Der Schlaf der Vernunft

Die internationale Justiz und der Liberia-Konflikt

Gestandene Militärjuristen sind nicht so leicht aus der Ruhe zu bringen. »Ich leide deswegen nicht unter Schlaflosigkeit«, erklärte David Crane, der Chefankläger des Special Court for Sierra Leone, in der vergangenen Woche zu den Vorwürfen, seine Anklage gegen den liberianischen Präsidenten Charles Taylor habe die Eskalation des Kampfes um Monrovia ausgelöst.

Bereits im März hatte Crane die Anklageschrift fertig gestellt, die Taylor die Unterstützung der Warlord-Miliz Ruf im Bürgerkrieg Sierra Leones vorwirft. Veröffentlicht wurde sie am 4. Juni, als Taylor zu Friedensverhandlungen nach Ghana gereist war. Die Verhandlungen waren damit beendet, Taylor kehrte eilig nach Liberia zurück und die Rebellenbewegungen Lurd und Model begannen umgehend eine militärische Offensive.

Crane macht nun die Weigerung der westafrikanischen Regierungen, Taylor zu verhaften, für die Eskalation verantwortlich, obwohl das Chaos in Monrovia wohl nicht geringer gewesen wäre, wenn Taylors Truppen plötzlich führungslos gewesen wären. Möglicherweise hätten Taylors Gegner dann allerdings einen militärischen Sieg erkämpfen können, und Cranes Äußerungen deuten darauf hin, dass dies beabsichtigt war: »Wie kann ein Friedensprozess oder ein Waffenstillstand rechtmäßig sein, wenn man mit einem angeklagten Kriegsverbrecher verhandelt?«

Auf der Suche nach »rechtmäßigen« Friedensprozessen scheint Crane, der zuvor für das Pentagon und den US-Militärgeheimdienst DIA arbeitete, an eine Lösung zu denken, wie sie in Sierra Leone errreicht wurde. Im Mai 2000 bildete sich dort eine Kriegskoalition aus britischen Elitesoldaten, UN-Truppen, den Kamajors des Präsidenten Tejan Kabbah und weiteren Warlord-Milizen gegen die Ruf (Jungle World, 21/00).

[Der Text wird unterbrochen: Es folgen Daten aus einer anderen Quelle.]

PR #1739, opened 2023-08-09
re-enable constant folding

powderluv:
Tested and works well. (modulo unrelated driver issue)


monorimet (approved):

powderluv:
safetensors issue is an upstream issue

PR #1743, opened 2023-08-09
Remove accelerate from langchain

gpetters94:
This removes accelerate from langchain. It doesn't remove it from the main requirements.txt, since that might break things.


vivekkhandelwal1:
@gpetters94 is it fine, if I review this PR tomorrow after testing it locally?

PR #1754, opened 2023-08-13
add support passing iree flags for  LLMs

PhaneeshB:
- required for passing target triple from command line when running LLMs on web and cli
- NOTE:
  - target triple for Sharded LLMs is experimental as of now.
  - duplicate args from SD and LLMs will need to be refactored into a more disjoint set of cli args to prevent the argparse objects from eating up each others values when used in the same file.


jinchen62:
Does it work for cli?

PhaneeshB:
> Does it work for cli?

Yes @jinchen62 added support for cli too.
Thanks

jinchen62 (approved):
LGTM

PR #1755, opened 2023-08-13
Set default allocator for metal device creation

PhaneeshB:


shark/iree_utils/compile_utils.py
```diff
@@ -547,9 +547,15 @@ def get_results(
 def get_iree_runtime_config(device):
     device = iree_device_map(device)
     haldriver = ireert.get_driver(device)
+    if device == "metal" and shark_args.device_allocator == "caching":
+        print(
```
powderluv, line 551: @benvanik @antiagainst fyi there is a failure with the metal backend when using the caching allocator. We turned it on by default but that seems to fail for metal (works elsewhere).  Not a high priority for now but just something for your radar.  
@PhaneeshB please file a bug upstream to track with a repro.

PhaneeshB: https://github.com/openxla/iree/issues/14654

Wenige Monate nach dem Sieg wurde der Special Court eingerichtet, ein Joint Venture der Uno und der Regierung Sierra Leones. Das Tribunal verfolgt nun auch Kriegsverbrechen, die Mitglieder dieser Koalition begangen haben, angeklagt wurden unter anderem Chief Kondewa, der Hohepriester der Kamajors, und Innenminister Hinga Norman. Kabbah selbst, der die Kamajor-Miliz organisierte, bleibt jedoch unbehelligt.

Warlords in Sicherheit zu wiegen, bis sich eine Gelegenheit ergibt, sie zu verhaften, scheint auf den ersten Blick keine schlechte Idee zu sein. Auch dann wäre Crane vorzuwerfen, dass er, wie es der Jurist Kingsley Chiedu Moghalu in der südafrikanischen Zeitung Mail & Guardian formulierte, »taktisch unklug« gehandelt hat. Doch das Vorgehen des Special Court stellt sämtliche Friedenslösungen in Warlord-Konflikten in Frage. Auch Klagen gegen die kongolesischen Warlords sind bereits anhängig. Warum sollten sie eine Entwaffnung ihrer Truppen zulassen, wenn sie damit rechnen müssen, dass sie ungeachtet der derzeitigen Anerkennung einer von ihnen gebildeten Übergangsregierung durch die »internationale Gemeinschaft« auf ihrem Ministersessel verhaftet werden können?

Eine gesellschaftliche Reintegration nach Jahren des Bürgerkrieges ist ohne eine juristische Aufarbeitung der Verbrechen unmöglich. Doch eine politische Lösung, nicht zu verwechseln mit der oberflächlichen Befriedung durch internationale Militärinterventionen oder formelle Friedensabkommen, muss der Strafverfolgung vorausgehen. Und wer eine Waffenstillstandsvereinbarung willkürlich für illegitim erklärt und torpediert, müsste sich für die mehr als 500 Opfer dieser Entscheidung eigentlich selbst vor einem Kriegsverbrechertribunal verantworten.